This is the VOA Special English Economics Report.

Both the World Bank and the International Monetary Fund expect the world economy to shrink this year for the first time since World War Two. As recently as January, the I.M.F. had predicted growth of one-half percent. But this week its chief, Dominique Strauss-Kahn, said the world has entered what he called “a great recession.”

A trader reacts last week to a fall in the value of South Korea's currency, the won
A trader reacts last week to a fall in the value of South Korea’s currency, the won

A new World Bank report says the recession may hurt the developing world the most. Those countries depend on trade for economic growth. But world trade is expected to fall at the fastest rate in eighty years.

East Asia has been hardest hit. In February, exports from China fell twenty-six percent from a year ago.

Rich nations are expected to borrow heavily in world credit markets to finance spending at home. But investors are demanding very high returns if they are willing to lend to the developing world at all. Jeff Chelsky, a World Bank senior economist, says investors are avoiding higher risk debt in a flight to quality.

The bank estimates that up to three trillion dollars of public and private loans in developing countries must be repaid this year. Some nations have enough foreign currency reserves, but others will struggle to find new financing to pay their existing debts.

The World Bank estimates that developing nations will need between two hundred seventy and seven hundred billion dollars in financing. The amount depends on the depth of the recession.

The I.M.F. is seeking to expand its lending ability. And World Bank President Robert Zoellick has called on rich nations to put some of their economic recovery spending into a crisis fund to help poor countries.

Bank economist Jeff Chelsky says the poorest countries are in the greatest danger. They cannot borrow in credit markets and they depend on exports of commodities like crops or minerals. But falling commodity prices mean they now depend more than ever on foreign aid.

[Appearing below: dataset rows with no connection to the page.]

PR #10134, opened 2024-11-18
refactor: rename workflow to singular

thetutlage:
Deprecated the `createOrdersWorkflow` and exported a new workflow with singular name.

The deprecated method will appear as follows.

CleanShot 2024-11-18 at 14 33 33@2x

Changeset is in - https://github.com/medusajs/medusa/pull/10136


carlos-r-l-rodrigues (approved):
Should we update this route to use it? `packages/medusa/src/api/admin/draft-orders/route.ts`

olivermrbl (approved):

PR #10135, opened 2024-11-18
fix(payment): Idempotent cancellation and proper creationg fail handling

adrien2p:
RESOLVES SUP-188

**What**
Two changes are happening here
- In the stripe payment provider, idempotent cancellation action, if not id is provided then return the existing data unchanged
- Payment module should not try to cancel a session that have failed to be created in the first place


carlos-r-l-rodrigues (approved):

olivermrbl (approved):
LGTM

PR #10138, opened 2024-11-18
chore(): Update module provider retrieval error message and type

adrien2p:
Partially RESOLVES FRMW-2802

**What**
Improve error message and change the error type when retrieving a provider from a local container fail


packages/modules/auth/src/services/auth-provider.ts
```diff
@@ -26,10 +25,11 @@ export default class AuthProviderService {
     try {
       return this.dependencies[`${AuthProviderRegistrationPrefix}${providerId}`]
     } catch (err) {
-      throw new MedusaError(
-        MedusaError.Types.NOT_FOUND,
-        `Could not find a auth provider with id: ${providerId}`
-      )
+      const errMessage = `
+      Unable to retreieve the auth provider with id: ${providerId}
```
carlos-r-l-rodrigues:
```suggestion
      Unable to retrieve the auth provider with id: ${providerId}
```

packages/modules/fulfillment/src/services/fulfillment-provider.ts
```diff
@@ -48,10 +48,11 @@ export default class FulfillmentProviderService extends ModulesSdkUtils.MedusaIn
     try {
       return this.__container__[`fp_${providerId}`]
     } catch (err) {
-      throw new MedusaError(
-        MedusaError.Types.NOT_FOUND,
-        `Could not find a fulfillment provider with id: ${providerId}`
-      )
+      const errMessage = `
+      Unable to retreieve the fulfillment provider with id: ${providerId}
```
carlos-r-l-rodrigues:
```suggestion
      Unable to retrieve the fulfillment provider with id: ${providerId}
```

packages/modules/locking/src/services/locking-provider.ts
```diff
@@ -31,10 +31,11 @@ export default class LockingProviderService {
         `${LockingProviderRegistrationPrefix}${providerId}`
       ]
     } catch (err) {
-      throw new MedusaError(
-        MedusaError.Types.NOT_FOUND,
-        `Could not find a locking provider with id: ${providerId}`
-      )
+      const errMessage = `
+      Unable to retreieve the locking provider with id: ${providerId}
```
carlos-r-l-rodrigues:
```suggestion
      Unable to retrieve the locking provider with id: ${providerId}
```

packages/modules/notification/src/services/notification-provider.ts
```diff
@@ -45,10 +45,11 @@ export default class NotificationProviderService extends ModulesSdkUtils.MedusaI
         `${NotificationProviderRegistrationPrefix}${providerId}`
       ]
     } catch (err) {
-      throw new MedusaError(
-        MedusaError.Types.NOT_FOUND,
-        `Could not find a notification provider with id: ${providerId}`
-      )
+      const errMessage = `
+      Unable to retreieve the notification provider with id: ${providerId}
```
carlos-r-l-rodrigues:
```suggestion
      Unable to retrieve the notification provider with id: ${providerId}
```

packages/modules/payment/src/services/payment-provider.ts
```diff
@@ -32,10 +32,11 @@ export default class PaymentProviderService extends ModulesSdkUtils.MedusaIntern
     try {
       return this.__container__[providerId] as IPaymentProvider
     } catch (e) {
-      throw new MedusaError(
-        MedusaError.Types.NOT_FOUND,
-        `Could not find a payment provider with id: ${providerId}`
-      )
+      const errMessage = `
+      Unable to retreieve the payment provider with id: ${providerId}
```
carlos-r-l-rodrigues:
```suggestion
      Unable to retrieve the payment provider with id: ${providerId}
```

carlos-r-l-rodrigues (approved):

packages/modules/auth/integration-tests/__tests__/auth-module-service/index.spec.ts
```diff
@@ -84,7 +84,8 @@ moduleIntegrationTestRunner({
 
         expect(err).toEqual({
           success: false,
-          error: "Could not find a auth provider with id: facebook",
+          error:
+            "\n      Unable to retreieve the auth provider with id: facebook\n      Please make sure that the provider is registered in the container and it is configured correctly in your project configuration file.\n      ",
```
olivermrbl:
```suggestion
            "\n      Unable to retrieve the auth provider with id: facebook\n      Please make sure that the provider is registered in the container and it is configured correctly in your project configuration file.\n      ",
```

packages/modules/auth/src/services/auth-provider.ts
```diff
@@ -26,10 +25,11 @@ export default class AuthProviderService {
...
+      Please make sure that the provider is registered in the container and it is configured correctly in your project configuration file.
+      `
+      throw new Error(errMessage)
```
olivermrbl, line 39: question: Just wanna make sure the change from `MedusaError` to `Error` intentional?

packages/modules/fulfillment/src/services/fulfillment-provider.ts
```diff
@@ -48,10 +48,11 @@ export default class FulfillmentProviderService extends ModulesSdkUtils.MedusaIn
...
+      Please make sure that the provider is registered in the container and it is configured correctly in your project configuration file.
+      `
+      throw new Error(errMessage)
```
olivermrbl, line 62: Same here.

packages/modules/auth/src/services/auth-provider.ts
olivermrbl: Nvm, I see its added throughout the PR, so I guess it is 😄

olivermrbl (approved):
Should we log the error message?

packages/modules/auth/src/services/auth-provider.ts
adrien2p: yes it is :), I dont think it has to be a medusa error here but if you think otherwise I would be happy to change it

adrien2p:
> Should we log the error message?

Is there a reason why we would want to log it and throw it? the throw should appear in the log no?

packages/modules/auth/src/services/auth-provider.ts
olivermrbl: Fine to keep it like this!

olivermrbl:
> Is there a reason why we would want to log it and throw it? the throw should appear in the log no?

@adrien2p, maybe I am missing something, but we are, in fact, not surfacing the actual error message, right? Only the description of what might have gone wrong (which I still think we should do).

```
} catch (err) {
  logger.debug(err) // <---- wouldn't this make it easier for developers to dig out the issue?
  const errMessage = "..."
  throw Error(errMessage)
}
```

For example, this would show if you are trying to consume the event bus service without having specified it in `dependencies`.

adrien2p:
> > Is there a reason why we would want to log it and throw it? the throw should appear in the log no?
> 
> 
> 
> @adrien2p, maybe I am missing something, but we are, in fact, not surfacing the actual error message, right? Only the description of what might have gone wrong (which I still think we should do).
> 
> 
> 
> ```
> 
> } catch (err) {
> 
>   logger.debug(err) // <---- wouldn't this make it easier for developers to dig out the issue?
> 
>   const errMessage = "..."
> 
>   throw Error(errMessage)
> 
> }
> 
> ```
> 
> 
> 
> For example, this would show if you are trying to consume the event bus service without having specified it in `dependencies`.

I could add it to the cause in fact? Cause you will have to stack trace and two errors if we both logs and throw. What i can do is log it for now and we can revisit our log/cause strategy in the appropriate project 🫡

Finance ministers and central bankers from major industrial and developing countries meet this weekend outside London to discuss the financial crisis. President Obama wants all countries in the Group of Twenty to coordinate their separate efforts to strengthen their economies. But European Union officials have rejected American calls to spend more.

There was some good news this week, including better-than-expected reports on spending by Americans in January and February. And financial stocks rose after Citigroup reported a profit for those two months.